Issue #17138, opened 2023-06-29
Trigger a popstate event on forward


ugur-vaadin:
### Describe your motivation

We are using `popstate` events to update the state of the new Side Nav component. Currently, when forwarding in `beforeEnter`, the update does not take the new page into account. The reason for this seems to be that there is no `popstate` event fired after forwarding. The `replaceState(...)` is sent to the client, but does not trigger the event.

### Describe the solution you'd like

It would be beneficial to trigger a `popstate` event on forwarding , or at least provide an option to do so.

### Describe alternatives you've considered

We considered wrapping the update in a `setTimeout` in the web component. This seems to work for most cases. However it is a workaround and is not guaranteed to work in any situation. Also, it does not seem to be a proper solution for this issue.

sissbruecker:
The same problem exists with `history.pushState`, for example when using `UI.navigate`.

PR #17146, opened 2023-06-29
........
Where a line above contains the string "forwarding", tally it, then give the number alone.

__WRITTEN SOLUTION__: 2